It's a bit messy, and I might have made an error, even with the symbolic algebra package I'm using,but with suitable initial conditions, I get the for the solution of the geodesic equations.
Following wiki
<link>, I've set a=0 and the speed of light c=1, so the metric I'm using is:
$$-x^2 dt^2 + dx^2 + dy^2 + dz^2$$
This leads to the geodesic equations from my previous post, for completeness I'll duplicate them here:
$$\frac{d^2 t}{d\tau^2} + \frac{2}{x} \frac{dt}{d\tau}\frac{dx}{d\tau} = 0 \quad \frac{d^2x}{d\tau^2} + x \frac{dt}{d\tau}\frac{dt}{d\tau} = 0$$
Recall that t,x,y, and z are the Rindler coordinates, while ##\tau## is proper time. t,x,y,z are all functions of ##\tau##.
There are several versions of the Rindler metric. This version is one of the simplest to work with. Note that the plane given by setting the coordinate x=0 is a coordinate singularity, the metric is singular there as the coefficient of dt^2 is zero. This is often called the Rindler horizon. A particle would need infinite proper acceleration to stay on the Rindler horizon.
If one measure time t in years and distance x in light years, the plane x=1, which is one light year from the Rindler horizon, has a proper acceleration of 1 light year/year^2, which is approximately 10 m/s^2, one Earth gravity. So we can consider x=1 the location of the floor of the elevator, and with the convenient choice of units of measuring time in years and distance in light years, the proper acceleration of the floor of the elevator is 1 Earth gravity.
The solutions I'm getting are then:
$$ x(\tau) = \sqrt {{\frac {{E}^{2}}{{P}^{2}+1}}- \left( {P}^{2}+1 \right) {\tau}^{2}}$$
$$t(\tau) = -\frac{1}{2}\,\ln \left( E - \tau - \tau\,{P}^{2} \right) +\frac{1}{2}\,\ln \left( E+\tau+\tau\,{P}^{2} \right)$$
$$y(\tau) = P \, \tau$$
$$z(\tau)=0$$
P and E are constants of motion. Physically, P relates to the linear momentum in the y direction, E to the energy. I've assumed that there is no velocity or momentum in the z direction.
The maximum height (height is the x coordinate here) occurs at ##\tau=0## and is given by ##E/\sqrt{1+P^2}##. So, if one knows the maximum height, one can compute E. Seting the maximum height to occur at ##\tau=0## was a simplifying choice of the initial conditions I made.

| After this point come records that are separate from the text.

PR #351, opened 2025-05-29
Add automated check for downstream changes

dcandler:
In order to follow the project's downstream patch policy (see CONTRIBUTING.md), modifications to the LLVM codebase (all files outside the arm-software sub-directory, with a few exceptions) need to have a issue opened in GitHub in order to track the changes, with the pull request linking to that issue.

This patch implements a Python script and a GitHub workflow to run the script whenever a pull request is opened or modified. The script takes a pull request number, and uses the GitHub command-line interface to get information about which files are changed, and whether the body text of the pull request contains the required linkage. To determine which files need tracking, the file changes are compared against the automerge ignore list, which already contains the rules for which files are expected to be different. The body text of the pull request can then be searched for the expectedly formatted tagging.

Automating the check with a GitHub workflow should ensure downstream changes are properly tracked and that anyone making a downstream change is aware of the downstream patch policy.

This currently does not check whether a pull request which states that it removes a downstream change actually completely removes a downstream change. That will require additional scripting, to follow later.

### DIFF
--- a/.github/workflows/check_downstream_changes.yml
+++ b/.github/workflows/check_downstream_changes.yml
@@ -1,3 +1,16 @@
+# Copyright (c) 2025, Arm Limited and affiliates.
+# Part of the Arm Toolchain project, under the Apache License v2.0 with LLVM Exceptions.
+# See https://llvm.org/LICENSE.txt for license information.
+# SPDX-License-Identifier: Apache-2.0 WITH LLVM-exception
+
+# This workflow runs the check_downstream_changes.py script in order to check
+# whether a pull request makes a downstream change, and if so contains the
+# appropriate tracking in the text. The script only requires the pull request
+# number, and should be triggered whenever a pull request is editted or
+# synchronized, since both the files changed and the text of the pull request
+# itself are part of the check.
+# The script requires the GitHub CLI to be available, and authentiated.
+
 name: check-downstream-changes
 
 on:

t=0 also occurs at ##\tau=0##. ((correction from first draft)).
I'd recommend re-verify that these equations actually satisfy the geodesic equations - baring typos, though, my symbolic algebra program claims that they do.
[add]
To anticipate the next question, we can find an expression for ##\tau## as a function of t
$$\tau = \frac{E}{P^2+1} \tanh t$$
Using this, we can find x as a function of t, rather than of tau
$$x = \sqrt{\frac{E^2}{P^2+1}(1-\tanh^2 t)} = x_{max} \sqrt{1 - \tanh^2 t}$$
where ##x_{max}## is the maximum value of x, which occurs at ##\tau=0##. So we can see that as a function of coordinate time t, only the maximum height matters.